How much crypto can you sell before paying tax? ›

Long-term rates if you sold crypto in 2023 (taxes due in April 2024)
Tax rateSingleMarried filing jointly
0%$0 to $44,625$0 to $89,250
15%$44,626 to $492,300$89,251 to $553,850
20%$492,301 or more$553,851 or more
Short-term capital gains are taxed as ordinary income according to federal income tax brackets.

How do day traders avoid wash sales? ›

To avoid this unpleasant situation, close the open position that has a large wash sale loss attached to it and do not trade this stock again for 31 days. Avoid trading the same security in your taxable and non-taxable IRA accounts.
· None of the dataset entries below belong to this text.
PR #582, opened 2024-09-04
v3 - singular form of company location id

mathiazom:
The id used for the company location document was in plural. This is confusing as there is also a field accepting multiple locations using the plural form. The location name of the location document has been given a separate id.

## Checklist

### DIFF
--- a/studio/schemas/documents/companyLocations.ts
+++ b/studio/schemas/documents/companyLocations.ts
@@ -1,16 +1,16 @@
 import { defineField, defineType } from "sanity";
 
-export const companyLocationsID = "companyLocations";
 export const companyLocationID = "companyLocation";
+export const companyLocationNameID = "companyLocationName";
 
 const companyLocations = defineType({
-  name: companyLocationsID,
+  name: companyLocationID,
   type: "document",
   title: "Location",
   description: "Content related to an individual location within the company",
   fields: [
     defineField({
-      name: companyLocationID,
+      name: companyLocationNameID,
       type: "string",
       title: "Location",
     }),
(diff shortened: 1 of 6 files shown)


studio/schemas/documents/companyLocations.ts
```diff
@@ -1,16 +1,16 @@
 import { defineField } from "sanity";
 
-export const companyLocationsID = "companyLocations";
 export const companyLocationID = "companyLocation";
+export const companyLocationNameID = "companyLocationName";
 
 const companyLocations = defineField({
```
anemne, line 6: If we change name to companyLocation, should not classname and function change as well?

mathiazom: Yep, thought I did that, will fix :+1:

anemne (approved):

christinaroise (commented):
the document companyLocations is a list of companyLocations.. hence plural.

mathiazom:
> the document companyLocations is a list of companyLocations.. hence plural.

No, the document itself only represents a single location. However, multiple company locations can be defined via Studio because of `documentTypeList(companyLocationID)`. This is the same as legal documents and dynamic pages. The field `locations` in `studio/schemas/objects/locations.ts` can be plural because that is a field for an array of multiple locations.

christinaroise:
> No, the document itself only represents a single location. However, multiple company locations can be defined via Studio because of documentTypeList(companyLocationID). This is the same as legal documents and dynamic pages. The field locations in studio/schemas/objects/locations.ts can be plural because that is a field for an array of multiple locations.

Good point. Perhaps we should add some cleanup in this pr

christinaroise:
...or in a separate PR. I think that when we notice smaller cleanups like this, we should adjust for the entire repo so to keep the consistency

christinaroise (approved):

What happens if you don't report wash sales? ›

However it happens, when you sell an investment at a loss, it's important to avoid replacing it with a "substantially identical" investment 30 days before or 30 days after the sale date. It's called the wash-sale rule and running afoul of it can lead to an unexpected tax bill.

Can a wash sale be reversed? ›

You can either buy something else that is not substantially identical or wait beyond the 30-day window to repurchase the shares. (You still have a wash-sale on the original sale and repurchase. You realize the loss on the subsequent sale.)

What will crypto look like in 2024? ›

Bitcoin outperformed all major asset classes in 2023, rising 128% while the S&P 500 returned 21%, gold returned 12%, and bonds returned 2%. 2 We expect that trend to continue in 2024, with bitcoin trading above $80,000 and setting a new all-time high. There are two major catalysts that will help get us there.

What will crypto market value be in 2024? ›

The cryptocurrency market is forecasted to reach $6.6 billion in 2024, with an estimated annual growth rate of -2.44%, leading to a projected total of $6.4 billion by 2025.

Does wash sale apply to future? ›

The wash sale rules can apply to a contract or option to acquire or sell stock or securities even though the option or contract is, or could be, settled in cash or property other than the stock or securities (IRC § 1091(f)).

What is the crypto regulation 2025? ›

The final rule for the more commonly used brokers begins with transactions on Jan. 1, 2025, leaving crypto taxpayers with another filing year in which they're on their own to figure out their 2024 returns in the interim, though crypto firms have already been moving to adapt.